#### Work instruction
Find how many lines in the material below contain the word "reason" and give only that number.

#### Data for processing
━━━━━━━━━━━━━━━━
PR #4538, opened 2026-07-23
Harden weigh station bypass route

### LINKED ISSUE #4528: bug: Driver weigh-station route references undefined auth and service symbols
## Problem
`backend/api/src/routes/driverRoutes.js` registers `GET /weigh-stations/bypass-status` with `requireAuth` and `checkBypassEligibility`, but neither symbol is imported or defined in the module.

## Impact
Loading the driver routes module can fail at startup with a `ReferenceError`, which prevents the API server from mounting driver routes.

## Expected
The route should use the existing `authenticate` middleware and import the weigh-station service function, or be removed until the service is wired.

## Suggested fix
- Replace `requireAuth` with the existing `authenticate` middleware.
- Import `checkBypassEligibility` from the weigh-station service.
━━━━━━━━━━━━━━━━
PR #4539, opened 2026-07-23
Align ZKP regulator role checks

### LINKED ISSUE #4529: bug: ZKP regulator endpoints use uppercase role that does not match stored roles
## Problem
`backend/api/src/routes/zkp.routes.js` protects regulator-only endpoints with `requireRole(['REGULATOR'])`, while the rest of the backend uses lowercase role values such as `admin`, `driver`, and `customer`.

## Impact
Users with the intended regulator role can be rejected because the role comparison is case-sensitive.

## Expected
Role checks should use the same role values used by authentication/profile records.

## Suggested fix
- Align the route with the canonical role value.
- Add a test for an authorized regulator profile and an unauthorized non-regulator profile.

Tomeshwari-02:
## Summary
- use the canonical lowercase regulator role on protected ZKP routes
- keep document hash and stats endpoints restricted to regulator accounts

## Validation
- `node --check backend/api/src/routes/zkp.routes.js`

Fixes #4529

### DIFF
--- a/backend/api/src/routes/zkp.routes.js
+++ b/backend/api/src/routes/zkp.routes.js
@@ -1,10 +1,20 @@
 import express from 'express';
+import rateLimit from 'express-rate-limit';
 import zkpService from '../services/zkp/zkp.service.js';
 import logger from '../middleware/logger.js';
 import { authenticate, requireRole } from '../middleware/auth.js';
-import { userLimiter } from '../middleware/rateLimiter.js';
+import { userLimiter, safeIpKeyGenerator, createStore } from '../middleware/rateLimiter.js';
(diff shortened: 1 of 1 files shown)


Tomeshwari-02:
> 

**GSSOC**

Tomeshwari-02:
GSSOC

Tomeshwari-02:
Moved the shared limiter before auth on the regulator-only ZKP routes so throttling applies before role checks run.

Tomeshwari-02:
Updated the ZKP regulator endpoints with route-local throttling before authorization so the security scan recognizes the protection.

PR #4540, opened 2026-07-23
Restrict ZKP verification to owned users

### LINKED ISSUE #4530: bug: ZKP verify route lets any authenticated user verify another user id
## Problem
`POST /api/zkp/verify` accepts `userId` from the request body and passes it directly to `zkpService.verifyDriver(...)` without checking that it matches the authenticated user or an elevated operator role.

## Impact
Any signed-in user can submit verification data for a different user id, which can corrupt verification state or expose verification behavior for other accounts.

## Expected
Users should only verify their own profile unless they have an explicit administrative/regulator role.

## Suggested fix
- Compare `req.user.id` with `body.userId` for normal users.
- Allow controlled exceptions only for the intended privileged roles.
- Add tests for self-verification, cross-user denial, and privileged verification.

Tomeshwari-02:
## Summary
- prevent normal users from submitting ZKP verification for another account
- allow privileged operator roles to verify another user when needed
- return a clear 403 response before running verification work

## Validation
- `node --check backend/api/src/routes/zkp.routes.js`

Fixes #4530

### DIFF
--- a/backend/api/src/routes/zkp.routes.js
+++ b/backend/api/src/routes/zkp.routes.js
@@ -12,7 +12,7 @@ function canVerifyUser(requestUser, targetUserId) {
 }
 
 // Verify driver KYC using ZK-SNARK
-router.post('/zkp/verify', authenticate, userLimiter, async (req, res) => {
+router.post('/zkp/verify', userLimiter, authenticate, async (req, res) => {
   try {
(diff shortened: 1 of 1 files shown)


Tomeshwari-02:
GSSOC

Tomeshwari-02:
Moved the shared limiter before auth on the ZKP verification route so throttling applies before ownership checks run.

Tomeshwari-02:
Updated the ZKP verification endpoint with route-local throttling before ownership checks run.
━━━━━━━━━━━━━━━━
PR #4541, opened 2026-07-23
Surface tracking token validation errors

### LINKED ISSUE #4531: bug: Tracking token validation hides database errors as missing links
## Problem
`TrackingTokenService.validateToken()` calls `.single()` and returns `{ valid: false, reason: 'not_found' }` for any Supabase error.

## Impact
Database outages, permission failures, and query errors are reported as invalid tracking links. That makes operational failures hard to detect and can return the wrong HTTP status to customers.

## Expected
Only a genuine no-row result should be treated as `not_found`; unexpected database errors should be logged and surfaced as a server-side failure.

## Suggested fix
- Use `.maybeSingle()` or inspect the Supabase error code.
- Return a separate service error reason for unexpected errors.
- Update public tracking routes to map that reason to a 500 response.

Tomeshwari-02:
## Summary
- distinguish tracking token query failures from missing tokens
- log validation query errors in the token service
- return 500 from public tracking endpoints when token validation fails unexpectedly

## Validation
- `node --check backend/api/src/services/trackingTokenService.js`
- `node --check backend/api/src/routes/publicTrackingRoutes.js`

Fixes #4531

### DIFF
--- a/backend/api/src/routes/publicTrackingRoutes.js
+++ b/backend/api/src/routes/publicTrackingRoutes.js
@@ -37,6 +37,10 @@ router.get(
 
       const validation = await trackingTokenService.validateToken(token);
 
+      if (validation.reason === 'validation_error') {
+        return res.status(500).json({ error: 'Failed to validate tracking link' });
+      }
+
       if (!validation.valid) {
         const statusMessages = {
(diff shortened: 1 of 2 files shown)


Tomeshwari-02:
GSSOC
━━━━━━━━━━━━━━━━
#### Response box
4